To the Editor

Genome sequencing and annotation projects are no longer restricted to large sequencing institutes. With high-throughput next-generation sequencing technologies, draft genome sequences are now being determined at an unprecedented pace. However, more and more genome sequences are poorly annotated. To bridge this gap, there is an increasing need for easy-to-use, online genome-annotation tools1. Moreover, genome projects are being conducted by smaller consortia, and thus genome annotation should benefit maximally from community annotation efforts2 that reflect the knowledge available in the scientific community3. Therefore, we developed ORCAE (http://bioinformatics.psb.ugent.be/orcae/, formerly known as BOGAS), a wiki-style annotation portal. ORCAE offers public access to a wide variety of plant, fungal and animal genomes (Supplementary Table 1).

The basic setup of ORCAE is highly comparable to wiki systems such as MediaWiki, and the information page for each gene can be seen as a 'topic' page of a traditional text wiki. We developed ORCAE with a gene-centric vision in mind, which is reflected by the fact that the gene information pages (Fig. 1 and Supplementary Figs. 1 and 2) are the central pages in the system (Supplementary Methods), in contrast to chromosome-centric systems such as GNPannot4. The system is ideally suited to allow multiple people to simultaneously curate the initial automatic predictions, a typical setup in many genome projects where curators with diverse expertise join forces to improve the genome annotation. ORCAE offers functionality to browse, annotate and manage eukaryotic genome annotation projects. The system can be used both to present published genomes to the scientific community and to coordinate manual annotation and curation efforts in ongoing annotation projects. This is one of ORCAE's main advantages because users have a central access point where annotations can be queried or improved.

Figure 1: Gene page in the ORCAE resource.
figure 1

Through the extensive use of graphical representations, a clear overview of the data is provided to assist users in easily assessing the quality and accuracy of the offered annotations for a given gene locus.

For publicly available genomes, everyone is allowed to view all gene pages. Restricted genome projects are only accessible for registered users. Editing privileges are limited to participants in the particular genome project, whereas nonmembers of the consortium can receive editing privileges when approved by the consortium (Supplementary Methods).

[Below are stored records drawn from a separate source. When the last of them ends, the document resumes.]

PR #234, opened 2024-09-13
Print errors in `submit_record`

paulineribeyre:
`raise_for_status_and_print_error(output)` was changed to `output.raise_for_status()` in https://github.com/uc-cdis/gen3sdk-python/pull/88. Reverting so that API errors are printed.

### Improvements
- `Gen3Submission.submit_record` now prints API errors


george42-ctds (approved):
Nice catch!

PR #244, opened 2024-11-23
Add Gen3 Workflow cli and tool.

nss10:
Link to JIRA ticket if there is one: [MIDRC-892](https://ctds-planx.atlassian.net/browse/MIDRC-892)

### New Features
* Adding Gen3 Wrapper command `gen3 run` that relays any command sent to it by adding `GEN3_TOKEN` env var. 

[MIDRC-892]: https://ctds-planx.atlassian.net/browse/MIDRC-892?atlOrigin=eyJpIjoiNWRkNTljNzYxNjVmNDY3MDlhMDU5Y2ZhYzA5YTRkZjUiLCJwIjoiZ2l0aHViLWNvbS1KU1cifQ


paulineribeyre (commented):
Overall looks good, but i'm hoping we can find a way to forward _all_ the command arguments to nextflow. Meaning that whatever text is after `gen3 workflow` would be forwarded to nextflow directly. Not all nextflow commands start with "run", we shouldn't hardcode it.

For example: `gen3 workflow -C my.config run workflow.nf` should call `nextflow -C my.config run workflow.nf`

As an added bonus, this would make this tool generic - you could run `gen3 workflow --workflow-agent python script.py` and it would run `python script.py`.

If you get this to work, we could rename the tool so it's truly generic: `gen3 wrap <command> <arguments>` to run the command with a `GEN3_TOKEN` env var 🎉 

Please make sure to include documentation on the generic usage (if relevant) and the nextflow usage (such as using `$GEN3_TOKEN` in the config)

nss10:
If we were to achieve the gen3 wrap functionality, in order to run a nextflow workflow say on "main.nf", do we do, 

`gen3 wrap workflow run main.nf`

paulineribeyre:
@nss10 In that case i think there shouldn't be a default

gen3/tools/wrap.py
```diff
@@ -0,0 +1,32 @@
...
+        self.command_args = command_args
+
+    def run_command(self):
+        """
+        Take the command args and run a subprocess with appropriate access token in the env var
+        """
+        cmd = list(self.command_args)
+        try:
+            os.environ["GEN3_TOKEN"] = self.auth.get_access_token()
+            subprocess.run(cmd, stderr=subprocess.STDOUT)
```
paulineribeyre, line 30: could you investigate to see if unit tests can be written for this? i'm not sure what could be tested exactly, but if we can cover some of the code it would be nice.

gen3/tools/wrap.py
```diff
@@ -0,0 +1,32 @@
...
+        except Exception as e:
+            print("ERROR running command: ", e)
```
paulineribeyre, line 32:
```suggestion
            print(f"ERROR while running '{cmd}':", e)
```

gen3/tools/wrap.py
```diff
@@ -0,0 +1,32 @@
+# WIP: Explanation of the code, will be taken off once reviewed and approved
```
paulineribeyre, line 1: reminder to remove this comment and add docs

gen3/cli/wrap.py
```diff
@@ -0,0 +1,23 @@
...
+
+from gen3.tools.wrap import Gen3Wrap
+
+
+logger = get_logger("__name__")
+
+
+@click.command(
+    context_settings={"ignore_unknown_options": True, "allow_extra_args": True},
+    help="A wrapper command that forwards COMMAND_ARGS as-is with GEN3_TOKEN set to Gen3Auth's access token",
```
paulineribeyre, line 13:
```suggestion
    help="A wrapper command that forwards COMMAND_ARGS as-is after setting the environment variable GEN3_TOKEN",
```

gen3/cli/wrap.py
```diff
@@ -0,0 +1,23 @@
...
+)
+@click.argument("command_args", nargs=-1, type=click.UNPROCESSED)
+@click.pass_context
+def run(ctx, command_args):
+    auth = ctx.obj["auth_factory"].get()
+    gen3Wrap_object = Gen3Wrap(auth, command_args)
+    logger.info(
+        f"Running the command {command_args} with gen3 access token in environment variable"
```
paulineribeyre, line 21: I would remove this log and add a `f"Running '{cmd}'"` log to `run_command()` right before the command is run. This way if there is an error during the Gen3Auth logic, there won't be confusion about whether the error comes from the specified command

gen3/tools/wrap.py
nss10: I've added two unit tests

tests/test_wrap.py
```diff
@@ -0,0 +1,24 @@
+import pytest
+from unittest.mock import MagicMock, patch
+
+from gen3.tools.wrap import Gen3Wrap, Gen3Auth, Gen3AuthError
+
+
+# Patch subprocess.run and ensure appropriate args are sent to the method
```
paulineribeyre, line 7: could you move the description of the tests to docstrings instead of comments

tests/test_wrap.py
```diff
@@ -0,0 +1,24 @@
...
+
+
+# Try to break the auth and see if Gen3AuthError is thrown
+@patch.object(Gen3Auth, "get_access_token", MagicMock(side_effect=Gen3AuthError()))
+def test_gen3_wrap_inavalid_auth(mock_gen3_auth):
+    test_command_args = ("echo", "Test1", "Test2")
+    with pytest.raises(Gen3AuthError):
+        with patch("gen3.tools.wrap.subprocess.run") as _:
+            wrapper_obj = Gen3Wrap(mock_gen3_auth, test_command_args)
+            wrapper_obj.run_command()
```
paulineribeyre, line 24: maybe you could also check that `mock_subprocess_run` was not called?

paulineribeyre (commented):
Looks great, minor comments

paulineribeyre (approved):

PR #246, opened 2024-12-17
Adding post_indexing_validation module

jacob50231:

### New Features
Adds a module for post-indexing validation


gen3/tools/indexing/post_indexing_validation.py
```diff
@@ -0,0 +1,250 @@
...
+            gen3file (object): An object that provides the `get_presigned_url` method to generate a pre-signed URL for the record.
+
+        Returns:
+            None: This function does not return any value. It modifies the `response_status` and `download_status` attributes.
+        """
+        logger.info(f"Checking record {self.guid}")
+        try:
+            resp = gen3file.get_presigned_url(self.guid)
+            url = resp.get("url")
+            response_status = 200
```
BedfordWest, line 64: This is a little strange to me - is there a reason we're manually setting the status code instead of logging what we actually got?

gen3/tools/indexing/post_indexing_validation.py
```diff
@@ -0,0 +1,250 @@
...
+        download_success = -1
+        if response_status == 200:
+            try:
+                download_success = requests.get(url).status_code
+                logger.info(
+                    f"Download process complete with status code {download_success}"
+                )
+            except:
+                download_success = -1
+        self.download_status = download_success
```
BedfordWest, line 82: Shouldn't this line be inside the if block? I imagine we wouldn't want to set download_status to download_success if we weren't inside that block, right?

gen3/tools/indexing/post_indexing_validation.py
```diff
@@ -0,0 +1,250 @@
...
+        return
+
+
+class Records:
```
BedfordWest, line 86: Having a "Record" class and "Records" class feels a bit like an anti-pattern to me. It might just be a naming issue, though. Docstrings for the classes explaining their intent might be helpful. If this class is meant more as a utility class to parse input into multiple records (which I think is the case after scanning over it a bit more), a more appropriate name/noun might be something like "RecordCreator" or "RecordParser".

gen3/tools/indexing/post_indexing_validation.py
```diff
@@ -0,0 +1,250 @@
...
+        }
+
+    def read_records_from_manifest(self, manifest):
+        """
+        Parses a manifest and creates a dictionary of Record objects.
+
+        Args:
+            manifest (str): the location of a manifest file
+        """
+        if manifest[-3:] == "tsv":
```
BedfordWest, line 105: Might want to validate the length of the manifest before doing this just in case it's empty or some such and then throw a more helpful error rather than the default invalid index you'd get.

gen3/tools/indexing/post_indexing_validation.py
```diff
@@ -0,0 +1,250 @@
...
+                )
+
+            for row in rows:
+                url_parsed = False
+                size = row["size"]
+                guid = row[guid_col]
+                for acl in row["acl"].split(" "):
+                    if acl != "admin":
+                        for url in row["url"].split(" "):
+                            if "://" not in url:
```
BedfordWest, line 128: Is there a reason we continue here rather than throwing an error? This would be an invalid url format, no?

gen3/tools/indexing/post_indexing_validation.py
```diff
@@ -0,0 +1,250 @@
...
+                                continue
+                            else:
+                                protocol, bucket = (
+                                    url.split("://")[0].replace("[", ""),
+                                    url.split("/")[2],
+                                )
+                                key = (bucket, protocol, acl)
+                                if key not in self.record_dict or (
```
BedfordWest, line 136: The logic is getting a little funky here. It may be accurate, but a comment or docstring for the method might be useful to make it a little clearer. Possibly even worth splitting this out a little given how deeply nested it is. Maybe worth separating out url parsing for this purpose into its own utility? Just some thoughts.

gen3/tools/indexing/post_indexing_validation.py
```diff
@@ -0,0 +1,250 @@
...
+                                        acl,
+                                        self.access_token,
+                                        self.commons,
+                                        size,
+                                    )
+                                    self.record_dict[key] = record
+                                url_parsed = True
+
+                if url_parsed == False:
+                    logger.warning(f"No url parsed for record {guid}")
```
BedfordWest, line 153: This feels like it might be more appropriate as an error, no? If we want to ensure everything gets validated and we don't exit early, we could store a list of anything that errored out and then throw an error at the end and provide the list.

gen3/tools/indexing/post_indexing_validation.py
```diff
@@ -0,0 +1,250 @@
...
+                    "acl": record.acl,
+                    "bucket": record.bucket,
+                    "protocol": record.protocol,
+                    "presigned_url_status": record.response_status,
+                    "download_status": record.download_status,
+                    "guid": record.guid,
+                }
+            )
+
+        self.download_results = download_results
```
BedfordWest, line 195: is there a reason we don't just use self.download_results from the start?

BedfordWest (changes requested):
A few thoughts/requests. I don't necessarily think all of these need to be addressed - we can maybe chat about it when we have a free cycle or eng workshop.

gen3/tools/indexing/post_indexing_validation.py
jacob50231: So instead of returning a requests.Response object Gen3File.get_presigned_url returns the json from that file which does not contain the status code. I'm only able to obtain a status code directly when raise_for_status_and_print_error raises an HTTPError from within get_presigned_url, but since that raises an error any time the status is 200, if it doesn't raise one I know the status is 200 so I set it manually. (I know it feels hacky and I hated doing it this way but it was the only way to do it without also updating the get_presigned_url function which would almost certainly cause breaking changes somewhere)

gen3/tools/indexing/post_indexing_validation.py
jacob50231: This was a bad name for this variable. I'm updating the script to not use the variable at all and instead directly change self.download_status

gen3/tools/indexing/post_indexing_validation.py
jacob50231: Yeah it's the latter. Renaming the class to make this more clear.

gen3/tools/indexing/post_indexing_validation.py
jacob50231: This should've been changed earlier when I added download_results as a class attribute. Good catch!

gen3/tools/indexing/post_indexing_validation.py
jacob50231: Will update the validation more here good catch!

gen3/tools/indexing/post_indexing_validation.py
jacob50231: Changed to throw an error

gen3/tools/indexing/post_indexing_validation.py
jacob50231: Set some comments to make it clearer. If you still want me to separate this out I can.

gen3/tools/indexing/post_indexing_validation.py
jacob50231: Updated

gen3/tools/indexing/post_indexing_validation.py
BedfordWest: Hmmmm. I think this is OK for now, but not ideal. For future reference, I'd probably just generalize the variable to something like "status_ok" as a bool and then in the log state we got a successful response. It might be the case that this always returns 200 for success now, but there are a bunch of types of successful HTTP responses and it just feels a bit too manual to me! 

But I think this is OK for now and no need to change. Thanks!

PR #249, opened 2025-02-10
Fix/external file retriever

mfshao:

### Improvements
- external file retrivers no longer requires `external_oidc_idp` as mandatory fields


piotrsenkow (approved):
Everything looks good to me

PR #254, opened 2025-04-25
PPS-2008 Fix/drs pull

mfshao:

### Breaking Changes
- If you intentionally what to skip using dataguids.org to resolve GUIDs for `drs-pull` command, you need to set the `--commons_url` option explicltly
### Bug Fixes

The portal will keep track of all the modifications to both functional and structural annotations. This is done in a wiki-compliant manner: all edits are stored in the database, and thus a history of modifications is available for each locus (Supplementary Methods). This allows ORCAE to eliminate a bottleneck found in other online annotation tools, such as yrGATE5, where a curator needs to approve modifications before they become available. Indeed, in the spirit of community annotation, the quality of the presented annotation is the responsibility of the whole community. However, to ensure a certain level of quality, several automatic checks have been put in place that encompass all existing knowledge on the gene structure and functions (for example, whether a KOG or EC number exist) (Supplementary Methods). Finally, ORCAE is highly dynamic: upon modification of a gene model, all the available information is immediately updated and presented on the gene page.